Ask HN: How important is a phone number on your site? - voxxit

A little background: a company I work for has been up and running (profitably) for about ten years now. However, they have reached a plateau, and we're brainstorming on ideas which could get more money in the door.<p>One idea which I brought to the table: simply putting our freaking phone number on our website and asking people to call. We've have a number of customers saying how great it is when we give them calls back to handle their issues quickly over the phone, and wonder why we don't have a number on our website for customers (both new and existing) to call.<p>The question is: is it worth the extra effort in providing phone service and support? Could it help us break through the glass ceiling?
======
solutionyogi
If your company is in B2B market then yes, I would say that phone number would
definitely help.

Solid endorsement about putting phone number from a real business:

[http://www.userscape.com/blog/index.php/site/comments/how_to...](http://www.userscape.com/blog/index.php/site/comments/how_to_sell_more_software_by_adding_12_characters_to_your_homepage/)

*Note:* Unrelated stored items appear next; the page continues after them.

PR #2019, opened 2015-09-09
Allow to extend service using shorthand notation. Closes #1989

### LINKED ISSUE #1989: "service" key in extending should be optional
This is unnecessarily verbose:

```
base:
  ...
web:
  extends:
    service: base
  ...
```

You should be able to just do this:

```
base:
  ...
web:
  extends: base
  ...
```

mrfuxi:
I looked at using a shorthand notation to extend a service (Issue #1989)
Seams to be working ok, but validation errors got more generic. Can someone advise how to make them as specific as they where before?

### DIFF
--- a/compose/config/validation.py
+++ b/compose/config/validation.py
@@ -4,6 +4,7 @@ import os
 import sys
 from functools import wraps
 
+import six
 from docker.utils.ports import split_port
 from jsonschema import Draft4Validator
 from jsonschema import FormatChecker
@@ -162,10 +163,25 @@ def process_errors(errors, service_name=None):
         Inspecting the context value of a ValidationError gives us information about
         which sub schema failed and which kind of error it is.
         """
+
+        required = [context for context in error.context if context.validator == 'required']
+        if required:
+            return required[0].message
+
+        additionalProperties = [context for context in error.context if context.validator == 'additionalProperties']
+        if additionalProperties:
+            invalid_config_key = _parse_key_from_error_msg(additionalProperties[0])
+            return "contains unsupported option: '{}'".format(invalid_config_key)
+
         constraint = [context for context in error.context if len(context.path) > 0]
         if constraint:
             valid_types = _parse_valid_types_from_validator(constraint[0].validator_value)
-            msg = "contains {}, which is an invalid type, it should be {}".format(
+            invalid_config_key = "".join(
+                "'{}' ".format(fragment) for fragment in constraint[0].path
+                if isinstance(fragment, six.string_types)
+            )
+            msg = "{}contains {}, which is an invalid type, it should be {}".format(
+                invalid_config_key,
                 constraint[0].instance,
                 valid_types
             )
--- a/compose/config/config.py
+++ b/compose/config/config.py
@@ -275,15 +275,19 @@ class ServiceLoader(object):
         self.service_dict['environment'] = env
 
     def validate_and_construct_extends(self):
+        extends = self.service_dict['extends']
+        if not isinstance(extends, dict):
+            extends = {'service': extends}
+
         validate_extends_file_path(
             self.service_name,
-            self.service_dict['extends'],
+            extends,
             self.filename
         )
         self.extended_config_path = self.get_extended_config_path(
-            self.service_dict['extends']
+            extends
         )
-        self.extended_service_name = self.service_dict['extends']['service']
+        self.extended_service_name = extends['service']
 
         full_extended_config = pre_process_config(
             load_yaml(self.extended_config_path)
--- a/compose/config/fields_schema.json
+++ b/compose/config/fields_schema.json
@@ -57,14 +57,21 @@
         },
 
         "extends": {
-          "type": "object",
+          "oneOf": [
+            {
+              "type": "string"
+            },
+            {
+              "type": "object",
 
-          "properties": {
-            "service": {"type": "string"},
-            "file": {"type": "string"}
-          },
-          "required": ["service"],
-          "additionalProperties": false
+              "properties": {
+                "service": {"type": "string"},
+                "file": {"type": "string"}
+              },
+              "required": ["service"],
+              "additionalProperties": false
+            }
+          ]
         },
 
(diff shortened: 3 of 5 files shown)


dnephin:
The generic validation errors are being worked on in #2014

mrfuxi:
Thanks for pointing it out.
So would it be better to wait until that PR is merged and I will adjust my code accordingly, or should I "fix" errors by expecting more generic errors msgs?

dnephin:
I'm actually not sure, but I think the answer is wait for it to be merged, because it will handle all cases of `oneOf`

mrfuxi:
Thank you. I will wait for #2014 then

mrfuxi:
Can someone have a quick look at this.
If it needs any more work, please let me know, I'm happy to do the changes

compose/config/validation.py
```diff
@@ -162,10 +164,25 @@ def _parse_oneof_validator(error):
...
         """
+
+        required = [context for context in error.context if context.validator == 'required']
+        if required:
+            return required[0].message
+
+        additionalProperties = [context for context in error.context if context.validator == 'additionalProperties']
+        if additionalProperties:
+            invalid_config_key = _parse_key_from_error_msg(additionalProperties[0])
+            return "contains unsupported option: '{}'".format(invalid_config_key)
```
dnephin: What's this block for?

compose/config/validation.py
```diff
@@ -121,15 +122,16 @@ def anglicize_validator(validator):
     return 'a ' + validator
 
 
+def _parse_key_from_error_msg(error):
```
mnowster: This doesn't belong out here, it's a private internal function for `process_errors` and not to be used outside of it.

mrfuxi: Sorry for that, at some point I had a reason to move it out but it's no longer valid

compose/config/validation.py
mrfuxi: It's providing better error messages for oneOf (tests.unit.config.config_test).

additionalProperties:
- test_config_invalid_environment_dict_key_raises_validation_error
- test_extends_validation_invalid_key

required:
- test_extends_validation_empty_dictionary
- test_extends_validation_missing_service_key

mrfuxi:
bump

compose/config/validation.py
```diff
@@ -162,10 +163,25 @@ def _parse_oneof_validator(error):
...
+        additionalProperties = [context for context in error.context if context.validator == 'additionalProperties']
+        if additionalProperties:
+            invalid_config_key = _parse_key_from_error_msg(additionalProperties[0])
+            return "contains unsupported option: '{}'".format(invalid_config_key)
+
         constraint = [context for context in error.context if len(context.path) > 0]
         if constraint:
             valid_types = _parse_valid_types_from_validator(constraint[0].validator_value)
-            msg = "contains {}, which is an invalid type, it should be {}".format(
+            path = [
```
mnowster: This feels a bit like overkill to me. The contents of the `path` deque will be string keys, so I don't think we need to test for the instance of string here.

The depth of config keys is only two deep. So we already have the service name, already have the config key before this function is called, so we can confidently at this point look at just `constraint[0].path`.

`        if constraint:
            valid_types = _parse_valid_types_from_validator(constraint[0].validator_value)
            msg = "'{}' contains {}, which is an invalid type, it should be {}".format(
                "".join(constraint[0].path),
                constraint[0].instance,
                valid_types
            )
`

mrfuxi: I can't be 100% certain but sometimes you get index here (to the array)

mnowster:
One minor change requested, rest is LGTM.

Sorry it took a while @mrfuxi we are knee deep in trying to get ready for an rc.

compose/config/validation.py
mnowster: Oh, hmm. Are you able to replicate in what situation that happens? As I wouldn't expect it too.

mrfuxi: I will try to. Most likely there is a test for that or I will try to create one. If not I will fallow the suggestion

mrfuxi:
Np @mnowster I don't want to be too annoying when you're bussy :)

compose/config/validation.py
mrfuxi: With suggested change 2 tests fail:
- test_invalid_list_of_strings_format

```
E           AssertionError: "Service 'web' configuration key 'command' contains 1, which is an invalid type, it should be a string" does not match "Validation failed, reason(s):
E           Service 'web' configuration key 'command' '0' contains 1, which is an invalid type, it should be a string"
```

I think Joel also advocates putting phone# on the product homepage.

------
aberkowitz
Perhaps a support chat service like Olark[1] would be easier than a phone
number.

[1] <http://www.olark.com/>

------
bkrausz
GazeHawk launched with a phone number: we get very few calls, but I feel like
it builds confidence, especially if it's a B2B product.

------
RealGeek
We've learned from experience that most people don't call. But, it increased
our conversion rate.

------
lem72
Indochino.com currently only offers email support and although we do get some
requests (Very Few), we find people are very happy to work with us through
email.

The key to email support is answering all questions and then from the
questions they asked, figuring out what they subsequently might ask and answer
those questions in the email as well, even if they didn't ask it.

We may do phone support in the future, but not until we have scaled our email
support to the full extent and then need to speak to customers in real time
and not have a 24 hour window for a reply.

------
hendler
At your stage (you mentioned 10 years) a phone number would make a lot of
sense, and the added service could be critical if you learn something. As soon
as the calls get repetitive then you can delegate the calls. The only risks
for you are that the customers really need the calls, and you can't scale to
meet the demand.

Phone support is something people are willing to pay for, so it certainly can
be worth the hassle.

So I think the delicate task is to manage expectations and roll it out for a
few customers to see how it works and gage demand/value.

------
hansel
B2B deals can be closed on the phone. For B2C, you can always put on your
contact form that all emails are read and that you will respond within 12
hours and usually within X hours. Every time we (PlantMyPhone.com) responds
instantly, people are quite amazed and tend to blog about it. This has
happened with other startups I have ran also. It helps to be a bit A.D.D. and
feel the urge to instantly respond. When things start to get a bit hectic you
should start using a CRM system so no customer gets dropped.

------
jonhendry
Websites without meatspace contact info always seem a bit less trustworthy,
IMHO.

I'd like to see a physical address, and a phone number, even if I'll never use
either. If both are missing, it suggests that they want to make it hard to
find them. Especially if the domain name is registered through a proxy.

Make sure you specify the hours during which the phone will be answered, with
time zone.

------
ashitvora
Depends. Geeks might like to email you the queries they have but other would
definitely want to call and get their issues resolved quickly.

------
ashitvora
Do one thing, put it on your website for a month or two and see if sales goes
up. You will have your answer.

------
gallerytungsten
Maybe you can install a 1-900 number for one of your incoming lines.

------
underdesign
As a B2C business, I get idiot phone calls all the time from people expecting
hand-holding while they place their order online.

I've spent hours (days) formulating my web site, writing a well-thought out
FAQ, and answers to all major questions. Yet, still I get lazy customers (who
usually spend the absolute minimum) calling me and wasting untold hours of my
time to satisfy their inability to read.

While having a phone number on your site may raise trust, it's a invitation
for the idiot to call.